Chapitre 638/80080%~8 min de lecture1 489 mots

Le monastère du Cri-du-Cerf, dans un petit temple à l’arrière de la montagne.

Ces jours-ci, le vieux moine se sentait sans doute trop étouffé à rester dans le temple, alors il s’était contenté de s’asseoir sur le seuil. Le soleil d’aujourd’hui était agréable, une belle journée printanière aux rayons rares et doux. Mais même lorsque ces rayons chauds tombaient sur le visage du moine, ils n’arrivaient pas à illuminer les profondes rides qui y étaient gravées. Ce qui se cachait au fond de ses plis cutanés restait à jamais enveloppé de ténèbres.

Sous la lumière du jour, sa robe empoussiérée portait des particules qui dansaient dans l’air. Il baissa les yeux pour observer, mais son regard trouble ne trahissait aucune émotion.

Le vieux moine plissa légèrement les yeux, levant le regard vers le soleil chaleureux dans le ciel. En réalité, les cultivateurs donnaient un autre nom au soleil : celui d’étoile céleste.

Toutefois, parmi le peuple, l’appellation la plus répandue restait tout simplement « soleil », tandis qu’« étoile céleste » n’était qu’une expression que l’on trouvait dans les souvenirs des cultivateurs anciens et dans les textes antiques.

Le vieux moine resta assis sur le seuil un certain temps avant d’apercevoir vaguement une silhouette vêtue de noir s’avancer depuis loin.

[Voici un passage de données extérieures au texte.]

PR #3416, opened 2023-01-28
avr: use precise GC by default

aykevl:
AVR is especially sensitive to false positives in the GC for a few reasons:

  * Pointer values are only two bytes, instead of four on most other microcontrollers.
  * Pointers are not aligned, so any two-byte value in an object coud be a pointer.
  * Memory typically starts at a low address, which makes it much more likely to clash with a regular integer value (which tend to be small values).

Therefore, use the precise GC (instead of the conservative GC) by default. This increases binary size by around 350 bytes, but I think it's a good tradeoff in most cases: it avoids some runtime errors and generally RAM tends to be a lot more scarce than flash on AVR chips. If this is too much, `-gc=conservative` or `-gc=leaking` can be used instead.

@niaow

### DIFF
--- a/main_test.go
+++ b/main_test.go
@@ -210,10 +210,6 @@ func runPlatTests(options compileopts.Options, tests []string, t *testing.T) {
 				// limited amount of memory.
 				continue
 
-			case "gc.go":
-				// Does not pass due to high mark false positive rate.
-				continue
-
 			case "json.go", "stdlib.go", "testing.go":
 				// Too big for AVR. Doesn't fit in flash/RAM.
 				continue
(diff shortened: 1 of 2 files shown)


dgryski (approved):
LGTM assuming CI flake fixes itself.

dgryski:
Not a flake; actual CI failure trying to run the gc.go tests on avr: https://github.com/tinygo-org/tinygo/actions/runs/4032796575/jobs/6933624327#step:16:1428

aykevl:
That's odd, it worked for me locally. I'll need to debug this.

deadprogram:
@aykevl perhaps you can rebase this against the latest `dev` to see if it still has same issue?

aykevl:
Rebased, but when I tested it, it hangs.

dgryski:
Does the precise gc still hang on avr?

Cette vue plongea le vieux moine, qui avait vécu d’innombrables années, dans une brève transe. La plus grande partie de son existence s’était écoulée dans ce petit temple, dénué de compagnons. Il avait peut-être eu des amis par le passé, mais tous l’avaient précédé dans la mort. Il n’avait pas non plus de disciples. Bien qu’il donne parfois quelques conseils à certains moines du temple, il n’y eut jamais de lien officiel de maître à élève. La seule personne qu’il avait véritablement prise comme disciple était le Précepteur National des Grands Liang, connu sous le nom de « Moine Démon ». Pourtant, même avec lui, ils n’entretinrent jamais de relation formelle de maître et disciple. Maintenant, de nombreuses années s’étaient écoulées depuis l’époque de ce Précepteur National des Grands Liang.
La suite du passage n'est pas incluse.